ある編集者は言う。「ライターは下請け、著者はアホでも著者様」と吉田典史の時事日想(2/4 ページ)

» 2010年06月25日 08時00分 公開
[吉田典史,Business Media 誠]

 彼が仕事を受けた条件は、初版が7000部、定価が1300円前後。印税率は彼が3%、経営者が7%。印税だけで、彼は27万円前後を受け取る。これとは別に、支払われる原稿料は50万円(税込)。合計77万円ほどになるが、ここから源泉徴収で10%引かれ、残りは66万円。この額が本の発行日の翌月末に振り込まれる。

 しかし問題は、次々と起きた。まず、取材を始めることができない。編集者と経営者の約束では「2008年秋からスタート」ということだったが、その経営者は「新卒採用を始めるので待ってほしい」と言ってきた。結局、取材が始まったのは、半年後の2009年の春。もちろん、この間、ライターに収入はない。取材がいつ始まるか分からないため、依頼があった仕事の7割ほどを断ったという。

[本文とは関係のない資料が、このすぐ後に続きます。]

PR #277, opened 2026-06-19
ghc: deterministic link order + package.cache (reproducible Haskell)

bryan-minimal:
## What

Makes `ghc` (GHC 9.10.3) reproducible — and, because the fix is in the compiler/linker, it makes **every downstream Haskell package** (stack, haskell-language-server, …) reproducible too.

## Diagnosis

GHC's *functional* output is already reproducible — `.text`/`.rodata`/`.data` are byte-identical across builds (even the 71 MB `libHSghc.so`). The entire residual is **metadata ordering**, from GHC iterating package/UnitId collections in hash-set order (`nonDetEltsUFM`), in two places:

 さらに取材日がコロコロと変わった。前日になり、経営者の秘書(総務担当)から編集者にメールが届く。そこには「2〜3週間ずらしてほしい」と書かれてあった。最終的に、1回2時間の取材を10回行ったが、そのうち取材日のドタキャンが半分ほど。度重なる取材日の変更により、彼はほかの取材の日程変更を余儀なくされた。その結果、取材先とのトラブルが発生したという。

 そして、その経営者に取材をしてみるものの、質問に答えることができなかった。構成案に沿って尋ねてみたが、1つの節(項目)につき、300〜400字ほどしか話すことができない。少なくとも2500字ほどは答えてもらわないと、原稿を書くことはできない。しかし経営者には、それが無理だった。なぜなら「社長」と名乗るものの、一族が経営してきた会社のマネジメントらしきことをしているだけだからだ。

 経営者は小さいころから甘やかされてきたので、他人から否定されることに免疫ができていないのだろう。編集者やライターが不安そうな表情を見せると、気に入らなかったようだ。そのようなとき、顔を近づけ聞き返してきたという。決まり文句は、2つ。1つは「何が言いたい!?」。もう1つは「はい〜!?」。テレビ番組やビジネス系の雑誌で笑顔を振りまくときとは、明らかに違っていたという。

 ちなみに、経営者は雑誌のインタビューを受けるときも自意識過剰だった。ライターが経営者の話したことをまとめ、それを確認のために送る。すると、経営者は取材時に話していないことを次々と盛り込み、“小説”にしてしまう。しかも、ストーリーが破たんし、段落構成もひどいものだったらしい。